- **Assignment**
Work through the records below and copy every line that includes "text".
-- -- --
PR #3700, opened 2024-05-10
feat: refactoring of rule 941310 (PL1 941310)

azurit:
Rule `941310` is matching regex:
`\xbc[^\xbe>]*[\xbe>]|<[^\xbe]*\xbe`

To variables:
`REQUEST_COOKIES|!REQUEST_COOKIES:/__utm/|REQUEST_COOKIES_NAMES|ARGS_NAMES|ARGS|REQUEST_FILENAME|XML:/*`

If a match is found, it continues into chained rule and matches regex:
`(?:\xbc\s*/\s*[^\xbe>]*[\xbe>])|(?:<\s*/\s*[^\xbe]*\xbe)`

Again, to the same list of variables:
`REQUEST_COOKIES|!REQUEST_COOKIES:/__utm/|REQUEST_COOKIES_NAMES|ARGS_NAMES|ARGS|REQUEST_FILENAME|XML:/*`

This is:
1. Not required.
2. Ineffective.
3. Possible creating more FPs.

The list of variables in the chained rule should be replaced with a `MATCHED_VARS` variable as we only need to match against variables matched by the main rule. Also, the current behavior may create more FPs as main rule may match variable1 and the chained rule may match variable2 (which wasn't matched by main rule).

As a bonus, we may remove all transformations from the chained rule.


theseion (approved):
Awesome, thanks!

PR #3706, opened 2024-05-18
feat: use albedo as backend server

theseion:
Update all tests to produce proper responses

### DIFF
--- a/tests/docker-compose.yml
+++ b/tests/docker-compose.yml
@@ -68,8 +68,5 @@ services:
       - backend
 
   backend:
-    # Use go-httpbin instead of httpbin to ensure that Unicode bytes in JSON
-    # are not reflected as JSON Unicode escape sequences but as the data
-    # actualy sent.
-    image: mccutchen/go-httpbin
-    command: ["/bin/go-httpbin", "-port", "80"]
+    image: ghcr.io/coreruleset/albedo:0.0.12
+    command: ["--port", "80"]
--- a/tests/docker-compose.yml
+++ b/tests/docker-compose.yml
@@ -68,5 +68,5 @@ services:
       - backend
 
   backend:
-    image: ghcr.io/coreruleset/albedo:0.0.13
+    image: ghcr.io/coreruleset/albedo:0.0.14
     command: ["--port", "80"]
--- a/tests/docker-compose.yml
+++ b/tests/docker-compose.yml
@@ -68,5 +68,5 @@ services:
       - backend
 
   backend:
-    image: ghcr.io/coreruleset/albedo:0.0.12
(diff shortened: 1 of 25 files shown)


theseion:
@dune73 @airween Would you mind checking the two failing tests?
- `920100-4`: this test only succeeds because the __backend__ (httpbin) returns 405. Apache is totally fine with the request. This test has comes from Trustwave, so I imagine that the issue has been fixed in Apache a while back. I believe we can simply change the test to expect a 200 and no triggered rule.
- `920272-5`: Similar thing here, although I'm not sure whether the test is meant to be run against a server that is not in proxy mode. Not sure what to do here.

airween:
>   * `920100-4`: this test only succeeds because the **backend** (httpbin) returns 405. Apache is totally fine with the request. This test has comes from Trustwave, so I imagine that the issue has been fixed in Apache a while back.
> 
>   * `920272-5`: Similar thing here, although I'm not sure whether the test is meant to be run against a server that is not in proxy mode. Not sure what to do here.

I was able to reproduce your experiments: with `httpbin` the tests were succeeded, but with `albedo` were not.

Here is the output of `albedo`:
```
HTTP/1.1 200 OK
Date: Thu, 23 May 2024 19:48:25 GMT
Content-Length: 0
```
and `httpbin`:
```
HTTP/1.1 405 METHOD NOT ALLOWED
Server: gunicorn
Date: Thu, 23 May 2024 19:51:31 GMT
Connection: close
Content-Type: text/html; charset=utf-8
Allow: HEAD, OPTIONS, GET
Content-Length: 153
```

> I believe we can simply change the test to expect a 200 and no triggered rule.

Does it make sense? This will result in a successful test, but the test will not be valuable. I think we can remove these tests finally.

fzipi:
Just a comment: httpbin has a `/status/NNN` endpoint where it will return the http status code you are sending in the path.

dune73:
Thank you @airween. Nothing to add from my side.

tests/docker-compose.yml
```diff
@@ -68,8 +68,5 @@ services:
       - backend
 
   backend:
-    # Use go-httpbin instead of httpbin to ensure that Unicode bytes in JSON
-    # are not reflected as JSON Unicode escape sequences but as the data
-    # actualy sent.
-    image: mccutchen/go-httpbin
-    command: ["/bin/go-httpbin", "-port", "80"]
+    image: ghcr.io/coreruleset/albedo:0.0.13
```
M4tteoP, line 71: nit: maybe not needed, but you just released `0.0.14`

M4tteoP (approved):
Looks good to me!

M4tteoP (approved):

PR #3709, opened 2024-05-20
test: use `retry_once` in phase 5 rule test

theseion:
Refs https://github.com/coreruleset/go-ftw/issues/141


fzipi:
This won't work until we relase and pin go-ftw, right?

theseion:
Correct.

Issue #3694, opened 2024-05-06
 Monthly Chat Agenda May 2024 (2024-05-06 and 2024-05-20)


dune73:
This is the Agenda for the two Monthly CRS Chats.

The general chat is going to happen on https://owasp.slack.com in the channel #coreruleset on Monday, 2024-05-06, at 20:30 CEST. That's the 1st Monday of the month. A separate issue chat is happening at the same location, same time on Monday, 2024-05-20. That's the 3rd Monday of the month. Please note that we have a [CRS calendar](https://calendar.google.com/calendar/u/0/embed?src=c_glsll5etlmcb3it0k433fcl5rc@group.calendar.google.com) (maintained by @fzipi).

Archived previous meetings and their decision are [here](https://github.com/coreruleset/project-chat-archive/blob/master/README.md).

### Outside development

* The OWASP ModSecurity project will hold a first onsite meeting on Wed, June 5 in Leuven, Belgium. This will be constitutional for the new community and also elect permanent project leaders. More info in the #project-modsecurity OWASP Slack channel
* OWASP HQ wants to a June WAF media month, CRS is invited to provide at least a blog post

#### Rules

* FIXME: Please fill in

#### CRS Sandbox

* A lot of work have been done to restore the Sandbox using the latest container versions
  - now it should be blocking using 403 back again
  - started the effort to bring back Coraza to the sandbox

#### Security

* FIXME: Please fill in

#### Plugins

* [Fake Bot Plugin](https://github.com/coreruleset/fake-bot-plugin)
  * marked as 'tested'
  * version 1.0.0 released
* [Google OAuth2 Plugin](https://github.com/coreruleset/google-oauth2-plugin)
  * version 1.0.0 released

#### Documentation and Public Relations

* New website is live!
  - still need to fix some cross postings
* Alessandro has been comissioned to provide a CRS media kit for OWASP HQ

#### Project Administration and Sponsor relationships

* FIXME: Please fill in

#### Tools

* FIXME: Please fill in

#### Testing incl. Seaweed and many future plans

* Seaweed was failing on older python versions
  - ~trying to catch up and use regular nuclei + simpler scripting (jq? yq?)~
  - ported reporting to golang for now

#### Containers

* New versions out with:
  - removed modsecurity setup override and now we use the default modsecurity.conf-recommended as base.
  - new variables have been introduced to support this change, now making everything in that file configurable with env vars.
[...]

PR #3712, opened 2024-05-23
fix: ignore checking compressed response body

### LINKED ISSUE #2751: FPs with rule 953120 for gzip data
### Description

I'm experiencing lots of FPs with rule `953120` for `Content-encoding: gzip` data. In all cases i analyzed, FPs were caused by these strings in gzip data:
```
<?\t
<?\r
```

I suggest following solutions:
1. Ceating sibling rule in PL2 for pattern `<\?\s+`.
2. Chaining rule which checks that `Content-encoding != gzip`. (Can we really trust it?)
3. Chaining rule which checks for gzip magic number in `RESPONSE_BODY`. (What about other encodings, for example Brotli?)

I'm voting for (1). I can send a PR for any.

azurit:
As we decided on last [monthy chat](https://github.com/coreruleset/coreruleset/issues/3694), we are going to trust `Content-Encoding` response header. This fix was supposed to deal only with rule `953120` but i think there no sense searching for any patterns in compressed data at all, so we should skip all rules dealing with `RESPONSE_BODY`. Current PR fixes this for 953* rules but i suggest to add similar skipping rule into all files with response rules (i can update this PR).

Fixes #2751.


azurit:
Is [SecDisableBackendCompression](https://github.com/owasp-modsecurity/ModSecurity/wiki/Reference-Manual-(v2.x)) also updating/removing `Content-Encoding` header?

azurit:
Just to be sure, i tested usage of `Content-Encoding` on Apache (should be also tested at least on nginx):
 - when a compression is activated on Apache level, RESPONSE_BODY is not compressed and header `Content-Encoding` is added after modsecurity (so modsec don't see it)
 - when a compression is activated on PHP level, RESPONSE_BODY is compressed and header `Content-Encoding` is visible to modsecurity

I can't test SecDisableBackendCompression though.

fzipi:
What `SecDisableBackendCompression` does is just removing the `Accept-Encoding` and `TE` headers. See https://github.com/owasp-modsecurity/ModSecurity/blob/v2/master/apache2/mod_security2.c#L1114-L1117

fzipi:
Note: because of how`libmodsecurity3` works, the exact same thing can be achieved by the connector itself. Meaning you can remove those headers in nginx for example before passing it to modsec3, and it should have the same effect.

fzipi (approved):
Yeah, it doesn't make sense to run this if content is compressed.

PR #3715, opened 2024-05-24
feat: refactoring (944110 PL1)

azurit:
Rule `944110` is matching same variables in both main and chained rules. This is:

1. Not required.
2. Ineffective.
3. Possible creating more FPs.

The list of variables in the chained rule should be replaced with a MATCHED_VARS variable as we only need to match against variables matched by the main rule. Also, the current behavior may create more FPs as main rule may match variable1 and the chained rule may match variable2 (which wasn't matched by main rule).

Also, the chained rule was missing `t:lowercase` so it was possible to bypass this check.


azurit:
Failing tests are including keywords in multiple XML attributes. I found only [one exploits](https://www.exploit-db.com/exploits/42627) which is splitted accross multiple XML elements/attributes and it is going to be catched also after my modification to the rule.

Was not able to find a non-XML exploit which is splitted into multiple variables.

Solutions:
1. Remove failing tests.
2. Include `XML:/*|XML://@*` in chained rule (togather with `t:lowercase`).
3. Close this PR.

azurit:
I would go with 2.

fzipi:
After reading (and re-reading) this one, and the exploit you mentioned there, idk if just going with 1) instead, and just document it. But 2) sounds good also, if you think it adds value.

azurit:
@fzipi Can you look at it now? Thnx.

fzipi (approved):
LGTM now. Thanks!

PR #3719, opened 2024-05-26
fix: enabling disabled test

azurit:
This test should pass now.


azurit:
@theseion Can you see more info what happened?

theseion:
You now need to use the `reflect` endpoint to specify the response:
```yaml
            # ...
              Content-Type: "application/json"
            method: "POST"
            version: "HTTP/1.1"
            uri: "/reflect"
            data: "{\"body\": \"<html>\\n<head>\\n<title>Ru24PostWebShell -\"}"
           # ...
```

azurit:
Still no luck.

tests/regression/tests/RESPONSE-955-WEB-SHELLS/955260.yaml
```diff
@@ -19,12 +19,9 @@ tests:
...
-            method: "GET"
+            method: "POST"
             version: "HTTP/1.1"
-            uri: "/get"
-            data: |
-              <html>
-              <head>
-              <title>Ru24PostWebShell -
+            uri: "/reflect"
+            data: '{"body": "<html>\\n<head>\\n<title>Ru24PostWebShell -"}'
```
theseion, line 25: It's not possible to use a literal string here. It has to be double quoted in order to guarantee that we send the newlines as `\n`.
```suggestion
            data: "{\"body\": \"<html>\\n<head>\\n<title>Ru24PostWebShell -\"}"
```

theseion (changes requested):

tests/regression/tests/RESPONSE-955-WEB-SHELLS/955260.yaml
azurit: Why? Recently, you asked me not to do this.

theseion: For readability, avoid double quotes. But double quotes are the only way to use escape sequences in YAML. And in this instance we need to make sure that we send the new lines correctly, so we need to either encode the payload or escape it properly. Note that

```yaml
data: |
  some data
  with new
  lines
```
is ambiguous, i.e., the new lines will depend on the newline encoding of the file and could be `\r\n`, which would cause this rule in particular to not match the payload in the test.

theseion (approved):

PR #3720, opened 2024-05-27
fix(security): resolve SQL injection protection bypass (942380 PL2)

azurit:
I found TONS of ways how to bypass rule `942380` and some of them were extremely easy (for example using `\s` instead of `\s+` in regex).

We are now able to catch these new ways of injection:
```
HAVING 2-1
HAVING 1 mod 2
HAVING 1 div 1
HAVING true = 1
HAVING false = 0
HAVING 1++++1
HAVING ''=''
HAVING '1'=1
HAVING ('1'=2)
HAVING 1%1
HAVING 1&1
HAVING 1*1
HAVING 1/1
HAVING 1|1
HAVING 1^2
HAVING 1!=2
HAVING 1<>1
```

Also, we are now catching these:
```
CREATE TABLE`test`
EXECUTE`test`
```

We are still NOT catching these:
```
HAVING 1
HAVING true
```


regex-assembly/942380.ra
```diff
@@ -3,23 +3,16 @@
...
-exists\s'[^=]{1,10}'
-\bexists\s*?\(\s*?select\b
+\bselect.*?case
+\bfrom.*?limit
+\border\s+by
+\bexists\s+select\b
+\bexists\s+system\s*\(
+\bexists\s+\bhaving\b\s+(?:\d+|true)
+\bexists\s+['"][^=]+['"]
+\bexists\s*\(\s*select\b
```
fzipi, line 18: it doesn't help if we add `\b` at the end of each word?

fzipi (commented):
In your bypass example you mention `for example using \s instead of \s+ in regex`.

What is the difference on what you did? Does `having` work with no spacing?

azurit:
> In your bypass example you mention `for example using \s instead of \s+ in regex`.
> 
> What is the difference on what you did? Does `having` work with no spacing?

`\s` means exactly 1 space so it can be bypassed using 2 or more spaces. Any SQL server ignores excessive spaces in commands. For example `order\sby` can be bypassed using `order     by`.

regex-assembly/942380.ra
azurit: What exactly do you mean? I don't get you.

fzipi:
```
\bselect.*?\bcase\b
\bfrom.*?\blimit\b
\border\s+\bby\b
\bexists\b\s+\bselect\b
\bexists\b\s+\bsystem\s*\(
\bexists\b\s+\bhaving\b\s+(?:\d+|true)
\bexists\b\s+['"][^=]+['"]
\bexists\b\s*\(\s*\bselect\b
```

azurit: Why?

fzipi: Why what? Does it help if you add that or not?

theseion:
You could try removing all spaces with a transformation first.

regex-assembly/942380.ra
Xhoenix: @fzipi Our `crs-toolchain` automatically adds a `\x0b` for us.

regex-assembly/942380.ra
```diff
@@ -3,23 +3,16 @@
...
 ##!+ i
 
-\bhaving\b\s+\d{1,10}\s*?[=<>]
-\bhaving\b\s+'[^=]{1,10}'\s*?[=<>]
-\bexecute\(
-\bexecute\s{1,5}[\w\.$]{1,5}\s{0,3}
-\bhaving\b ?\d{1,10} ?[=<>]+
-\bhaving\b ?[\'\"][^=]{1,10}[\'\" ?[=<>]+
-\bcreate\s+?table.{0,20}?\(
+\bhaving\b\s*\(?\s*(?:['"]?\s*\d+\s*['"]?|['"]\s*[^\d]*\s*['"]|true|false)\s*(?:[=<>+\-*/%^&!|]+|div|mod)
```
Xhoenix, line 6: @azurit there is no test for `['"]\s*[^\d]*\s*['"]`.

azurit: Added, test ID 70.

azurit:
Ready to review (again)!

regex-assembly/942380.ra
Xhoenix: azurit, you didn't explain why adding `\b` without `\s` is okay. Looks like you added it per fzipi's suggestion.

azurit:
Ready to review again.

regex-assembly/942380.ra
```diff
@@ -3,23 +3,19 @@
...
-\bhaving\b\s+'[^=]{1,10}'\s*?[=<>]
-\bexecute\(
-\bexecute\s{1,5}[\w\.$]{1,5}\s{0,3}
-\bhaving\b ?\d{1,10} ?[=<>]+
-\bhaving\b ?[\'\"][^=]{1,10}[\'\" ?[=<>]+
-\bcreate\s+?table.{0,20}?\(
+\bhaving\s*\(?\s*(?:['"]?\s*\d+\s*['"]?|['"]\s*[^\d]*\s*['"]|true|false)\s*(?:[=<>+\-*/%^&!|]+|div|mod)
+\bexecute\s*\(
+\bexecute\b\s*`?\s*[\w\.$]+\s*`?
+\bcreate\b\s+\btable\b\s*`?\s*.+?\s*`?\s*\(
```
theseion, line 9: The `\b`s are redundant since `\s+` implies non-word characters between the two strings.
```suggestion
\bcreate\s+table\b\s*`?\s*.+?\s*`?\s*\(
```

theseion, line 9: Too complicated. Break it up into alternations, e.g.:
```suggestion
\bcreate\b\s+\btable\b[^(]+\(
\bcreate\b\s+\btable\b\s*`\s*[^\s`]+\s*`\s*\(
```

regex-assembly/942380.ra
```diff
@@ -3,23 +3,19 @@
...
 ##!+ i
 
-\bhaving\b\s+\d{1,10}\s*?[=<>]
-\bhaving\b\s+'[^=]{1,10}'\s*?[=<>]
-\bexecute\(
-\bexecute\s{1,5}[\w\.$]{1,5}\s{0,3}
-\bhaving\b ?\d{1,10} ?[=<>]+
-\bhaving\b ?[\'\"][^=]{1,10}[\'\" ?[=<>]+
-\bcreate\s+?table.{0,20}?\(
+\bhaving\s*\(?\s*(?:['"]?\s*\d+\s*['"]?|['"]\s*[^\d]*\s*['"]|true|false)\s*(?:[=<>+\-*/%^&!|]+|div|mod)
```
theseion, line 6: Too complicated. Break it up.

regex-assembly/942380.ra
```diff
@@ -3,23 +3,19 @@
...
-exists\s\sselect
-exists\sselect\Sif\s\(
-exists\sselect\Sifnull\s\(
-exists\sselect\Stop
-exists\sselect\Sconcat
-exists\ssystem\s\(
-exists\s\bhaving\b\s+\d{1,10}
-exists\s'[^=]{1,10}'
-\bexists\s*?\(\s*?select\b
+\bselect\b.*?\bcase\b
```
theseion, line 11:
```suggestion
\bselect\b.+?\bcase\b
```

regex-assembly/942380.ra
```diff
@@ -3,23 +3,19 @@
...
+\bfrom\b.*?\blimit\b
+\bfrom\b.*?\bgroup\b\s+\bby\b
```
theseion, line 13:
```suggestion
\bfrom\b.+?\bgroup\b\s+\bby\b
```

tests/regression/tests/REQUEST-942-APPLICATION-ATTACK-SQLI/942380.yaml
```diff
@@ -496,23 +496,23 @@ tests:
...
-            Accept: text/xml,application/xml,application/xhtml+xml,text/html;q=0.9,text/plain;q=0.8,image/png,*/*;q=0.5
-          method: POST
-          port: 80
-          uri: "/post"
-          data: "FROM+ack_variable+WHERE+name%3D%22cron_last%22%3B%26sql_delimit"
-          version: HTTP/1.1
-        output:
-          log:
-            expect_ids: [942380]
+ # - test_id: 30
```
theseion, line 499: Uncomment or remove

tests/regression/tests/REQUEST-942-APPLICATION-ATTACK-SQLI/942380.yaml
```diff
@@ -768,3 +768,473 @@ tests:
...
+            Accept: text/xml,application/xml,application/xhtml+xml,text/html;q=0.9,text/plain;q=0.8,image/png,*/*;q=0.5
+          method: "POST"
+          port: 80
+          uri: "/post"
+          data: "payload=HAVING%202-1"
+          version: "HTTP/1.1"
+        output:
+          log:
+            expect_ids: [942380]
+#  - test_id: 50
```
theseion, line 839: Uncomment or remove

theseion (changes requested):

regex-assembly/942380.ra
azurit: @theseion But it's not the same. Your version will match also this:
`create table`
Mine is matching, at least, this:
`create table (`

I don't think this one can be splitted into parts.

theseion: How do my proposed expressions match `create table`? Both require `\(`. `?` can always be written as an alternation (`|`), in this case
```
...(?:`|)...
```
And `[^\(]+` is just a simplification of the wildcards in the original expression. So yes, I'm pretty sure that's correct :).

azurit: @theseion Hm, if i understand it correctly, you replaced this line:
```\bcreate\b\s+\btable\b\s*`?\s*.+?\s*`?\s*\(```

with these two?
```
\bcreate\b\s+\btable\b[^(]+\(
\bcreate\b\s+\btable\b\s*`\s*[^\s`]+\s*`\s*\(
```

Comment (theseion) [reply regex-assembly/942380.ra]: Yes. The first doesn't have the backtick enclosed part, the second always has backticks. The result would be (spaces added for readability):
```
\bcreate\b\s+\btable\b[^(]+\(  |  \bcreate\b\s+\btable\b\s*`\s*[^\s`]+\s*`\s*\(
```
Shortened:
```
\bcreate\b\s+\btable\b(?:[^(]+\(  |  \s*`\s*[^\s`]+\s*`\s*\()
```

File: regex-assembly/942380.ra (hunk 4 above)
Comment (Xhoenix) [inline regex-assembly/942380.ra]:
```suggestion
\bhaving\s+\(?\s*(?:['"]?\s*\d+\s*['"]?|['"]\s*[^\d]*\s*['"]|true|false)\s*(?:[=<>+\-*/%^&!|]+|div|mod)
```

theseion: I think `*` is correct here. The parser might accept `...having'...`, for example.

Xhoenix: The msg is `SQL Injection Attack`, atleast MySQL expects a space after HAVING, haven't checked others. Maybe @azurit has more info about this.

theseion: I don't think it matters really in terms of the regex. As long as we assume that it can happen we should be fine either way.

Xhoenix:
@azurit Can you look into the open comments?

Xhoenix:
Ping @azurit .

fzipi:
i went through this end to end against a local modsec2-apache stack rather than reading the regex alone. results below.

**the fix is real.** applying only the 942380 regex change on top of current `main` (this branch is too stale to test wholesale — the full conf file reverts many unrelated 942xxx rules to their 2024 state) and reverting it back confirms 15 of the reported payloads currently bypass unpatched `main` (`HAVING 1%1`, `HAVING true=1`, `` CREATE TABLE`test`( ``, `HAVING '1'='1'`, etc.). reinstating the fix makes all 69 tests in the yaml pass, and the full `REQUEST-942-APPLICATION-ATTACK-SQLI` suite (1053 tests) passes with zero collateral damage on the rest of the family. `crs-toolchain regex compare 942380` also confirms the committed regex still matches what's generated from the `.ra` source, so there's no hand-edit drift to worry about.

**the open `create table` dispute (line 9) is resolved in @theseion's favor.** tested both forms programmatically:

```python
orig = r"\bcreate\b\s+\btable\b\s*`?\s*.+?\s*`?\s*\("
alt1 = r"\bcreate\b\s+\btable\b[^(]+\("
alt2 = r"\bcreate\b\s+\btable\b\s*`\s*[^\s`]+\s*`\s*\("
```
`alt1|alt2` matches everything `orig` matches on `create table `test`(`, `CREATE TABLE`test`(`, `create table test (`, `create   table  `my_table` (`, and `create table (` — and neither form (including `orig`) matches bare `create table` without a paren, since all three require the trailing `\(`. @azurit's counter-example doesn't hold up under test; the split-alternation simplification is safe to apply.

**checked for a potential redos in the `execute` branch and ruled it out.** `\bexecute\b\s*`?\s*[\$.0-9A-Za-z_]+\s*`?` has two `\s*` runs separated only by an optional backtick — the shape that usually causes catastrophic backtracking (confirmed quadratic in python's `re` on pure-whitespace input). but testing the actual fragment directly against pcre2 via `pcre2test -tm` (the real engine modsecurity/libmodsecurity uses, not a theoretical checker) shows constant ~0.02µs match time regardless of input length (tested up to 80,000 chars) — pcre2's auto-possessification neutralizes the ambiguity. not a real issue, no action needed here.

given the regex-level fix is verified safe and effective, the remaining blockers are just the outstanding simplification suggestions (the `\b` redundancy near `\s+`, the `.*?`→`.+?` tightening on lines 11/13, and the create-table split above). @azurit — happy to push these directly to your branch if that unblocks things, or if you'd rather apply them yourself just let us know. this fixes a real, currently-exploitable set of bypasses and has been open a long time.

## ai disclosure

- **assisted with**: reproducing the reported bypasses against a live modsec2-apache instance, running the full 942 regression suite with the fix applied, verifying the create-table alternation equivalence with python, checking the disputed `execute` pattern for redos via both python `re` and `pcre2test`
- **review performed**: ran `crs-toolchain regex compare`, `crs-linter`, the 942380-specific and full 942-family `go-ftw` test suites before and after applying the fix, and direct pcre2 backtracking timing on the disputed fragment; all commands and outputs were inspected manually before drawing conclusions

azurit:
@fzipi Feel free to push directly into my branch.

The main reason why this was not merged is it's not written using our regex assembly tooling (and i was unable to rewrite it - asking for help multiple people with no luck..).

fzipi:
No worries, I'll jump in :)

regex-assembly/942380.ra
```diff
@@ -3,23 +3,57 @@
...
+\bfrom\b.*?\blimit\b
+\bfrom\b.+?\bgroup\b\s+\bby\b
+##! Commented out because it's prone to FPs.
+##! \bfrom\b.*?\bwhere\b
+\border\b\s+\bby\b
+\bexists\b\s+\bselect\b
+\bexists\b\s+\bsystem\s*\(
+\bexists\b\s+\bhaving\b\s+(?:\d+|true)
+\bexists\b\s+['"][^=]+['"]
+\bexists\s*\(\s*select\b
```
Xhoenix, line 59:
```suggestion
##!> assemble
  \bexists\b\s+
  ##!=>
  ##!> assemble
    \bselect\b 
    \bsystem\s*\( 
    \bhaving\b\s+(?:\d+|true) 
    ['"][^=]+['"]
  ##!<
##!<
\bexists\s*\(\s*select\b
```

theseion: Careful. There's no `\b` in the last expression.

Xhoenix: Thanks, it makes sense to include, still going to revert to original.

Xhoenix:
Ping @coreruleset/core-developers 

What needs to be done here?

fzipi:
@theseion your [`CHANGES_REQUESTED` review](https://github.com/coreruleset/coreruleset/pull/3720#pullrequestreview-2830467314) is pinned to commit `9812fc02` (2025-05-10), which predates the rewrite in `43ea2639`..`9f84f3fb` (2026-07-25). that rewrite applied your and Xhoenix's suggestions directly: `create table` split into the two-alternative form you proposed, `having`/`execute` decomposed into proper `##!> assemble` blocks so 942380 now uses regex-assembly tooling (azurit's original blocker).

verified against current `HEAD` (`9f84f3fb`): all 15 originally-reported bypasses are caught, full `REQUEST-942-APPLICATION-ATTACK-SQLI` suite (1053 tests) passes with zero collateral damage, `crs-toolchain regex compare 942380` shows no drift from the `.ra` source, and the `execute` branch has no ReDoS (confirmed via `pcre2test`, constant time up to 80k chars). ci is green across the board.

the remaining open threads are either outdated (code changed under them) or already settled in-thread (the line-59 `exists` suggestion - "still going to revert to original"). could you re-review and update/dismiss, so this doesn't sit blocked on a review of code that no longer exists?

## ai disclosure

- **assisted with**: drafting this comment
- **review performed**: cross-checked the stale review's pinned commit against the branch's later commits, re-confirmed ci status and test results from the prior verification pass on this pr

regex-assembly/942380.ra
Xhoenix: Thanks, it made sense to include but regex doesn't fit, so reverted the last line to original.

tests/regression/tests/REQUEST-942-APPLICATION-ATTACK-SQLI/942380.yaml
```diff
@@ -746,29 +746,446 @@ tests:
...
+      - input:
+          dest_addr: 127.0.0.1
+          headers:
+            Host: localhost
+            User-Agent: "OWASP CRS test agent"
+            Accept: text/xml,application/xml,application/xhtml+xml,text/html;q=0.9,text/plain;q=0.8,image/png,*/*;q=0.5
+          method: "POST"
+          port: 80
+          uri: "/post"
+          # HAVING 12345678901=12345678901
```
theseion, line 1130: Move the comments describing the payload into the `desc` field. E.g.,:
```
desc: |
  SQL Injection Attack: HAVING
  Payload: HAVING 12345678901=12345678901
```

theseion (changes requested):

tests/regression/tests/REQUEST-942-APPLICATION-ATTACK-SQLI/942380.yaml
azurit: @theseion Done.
-- -- --
- **Written reply**
Content-Type: text/html; charset=utf-8
-            Accept: text/xml,application/xml,application/xhtml+xml,text/html;q=0.9,text/plain;q=0.8,image/png,*/*;q=0.5
+            Accept: text/xml,application/xml,application/xhtml+xml,text/html;q=0.9,text/plain;q=0.8,image/png,*/*;q=0.5
+            Accept: text/xml,application/xml,application/xhtml+xml,text/html;q=0.9,text/plain;q=0.8,image/png,*/*;q=0.5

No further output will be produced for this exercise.